Task details:
What is needed is an exact copy of the lines in the listing below, from the one with "inetic: Yes, sorry, missed" up to and including the one with "implementation of IdTrait", with no other lines.

The data:
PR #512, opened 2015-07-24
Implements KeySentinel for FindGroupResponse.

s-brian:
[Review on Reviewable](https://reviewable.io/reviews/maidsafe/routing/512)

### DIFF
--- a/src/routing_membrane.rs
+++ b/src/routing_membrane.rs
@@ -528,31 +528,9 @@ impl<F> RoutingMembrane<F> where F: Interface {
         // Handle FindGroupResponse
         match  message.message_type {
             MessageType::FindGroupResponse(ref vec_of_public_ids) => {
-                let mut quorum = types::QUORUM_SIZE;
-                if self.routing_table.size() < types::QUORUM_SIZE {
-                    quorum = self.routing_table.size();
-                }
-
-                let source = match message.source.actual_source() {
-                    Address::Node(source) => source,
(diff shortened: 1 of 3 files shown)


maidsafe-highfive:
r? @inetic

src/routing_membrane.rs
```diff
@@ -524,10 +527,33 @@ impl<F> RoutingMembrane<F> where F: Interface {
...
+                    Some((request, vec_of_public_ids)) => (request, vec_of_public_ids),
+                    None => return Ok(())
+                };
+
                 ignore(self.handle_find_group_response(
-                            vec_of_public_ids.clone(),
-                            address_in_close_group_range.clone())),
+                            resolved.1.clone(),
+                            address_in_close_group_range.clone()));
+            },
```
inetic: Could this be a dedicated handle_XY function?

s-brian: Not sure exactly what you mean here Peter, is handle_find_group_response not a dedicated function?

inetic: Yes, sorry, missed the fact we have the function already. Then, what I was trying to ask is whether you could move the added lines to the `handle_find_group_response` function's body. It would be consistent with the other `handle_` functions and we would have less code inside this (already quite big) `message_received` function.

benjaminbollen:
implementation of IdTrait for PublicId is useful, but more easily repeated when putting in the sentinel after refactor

---

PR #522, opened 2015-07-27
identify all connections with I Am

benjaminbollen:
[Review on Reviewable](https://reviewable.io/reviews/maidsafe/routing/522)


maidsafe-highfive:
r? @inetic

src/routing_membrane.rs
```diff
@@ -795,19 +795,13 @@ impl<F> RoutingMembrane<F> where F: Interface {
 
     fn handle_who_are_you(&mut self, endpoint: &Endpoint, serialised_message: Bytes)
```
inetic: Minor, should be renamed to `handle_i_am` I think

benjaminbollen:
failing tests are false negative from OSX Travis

* * *

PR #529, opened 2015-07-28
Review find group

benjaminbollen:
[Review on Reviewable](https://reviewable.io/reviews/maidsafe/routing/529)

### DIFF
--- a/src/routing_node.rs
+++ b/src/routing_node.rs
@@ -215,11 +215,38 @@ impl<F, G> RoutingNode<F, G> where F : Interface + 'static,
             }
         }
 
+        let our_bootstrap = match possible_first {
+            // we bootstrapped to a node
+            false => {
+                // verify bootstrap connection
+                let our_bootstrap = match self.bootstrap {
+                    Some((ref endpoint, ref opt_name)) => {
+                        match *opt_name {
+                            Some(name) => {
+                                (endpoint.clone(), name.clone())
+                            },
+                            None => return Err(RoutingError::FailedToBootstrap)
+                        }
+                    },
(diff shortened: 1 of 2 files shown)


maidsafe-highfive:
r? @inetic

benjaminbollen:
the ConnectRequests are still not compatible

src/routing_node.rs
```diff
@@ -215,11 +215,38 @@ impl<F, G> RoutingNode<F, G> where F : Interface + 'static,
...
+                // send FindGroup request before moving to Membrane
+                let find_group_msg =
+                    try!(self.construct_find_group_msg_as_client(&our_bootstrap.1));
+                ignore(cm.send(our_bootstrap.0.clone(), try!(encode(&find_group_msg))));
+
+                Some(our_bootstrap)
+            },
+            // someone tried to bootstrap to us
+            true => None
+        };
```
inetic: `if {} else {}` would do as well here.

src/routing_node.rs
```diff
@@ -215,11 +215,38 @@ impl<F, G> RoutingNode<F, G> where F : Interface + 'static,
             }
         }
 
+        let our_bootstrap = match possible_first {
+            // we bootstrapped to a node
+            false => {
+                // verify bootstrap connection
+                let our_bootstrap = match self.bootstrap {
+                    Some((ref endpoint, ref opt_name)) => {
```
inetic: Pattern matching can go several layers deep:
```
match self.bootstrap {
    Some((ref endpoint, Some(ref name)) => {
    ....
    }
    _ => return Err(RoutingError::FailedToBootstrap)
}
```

Answer section:
inetic: Yes, sorry, missed the fact we have the function already. Then, what I was trying to ask is whether you could move the added lines to the `handle_find_group_response` function's body. It would be consistent with the other `handle_` functions and we would have less code inside this (already quite big) `message_received` function.

benjaminbollen:
implementation of IdTrait for PublicId is useful, but more easily repeated when putting in the sentinel after refactor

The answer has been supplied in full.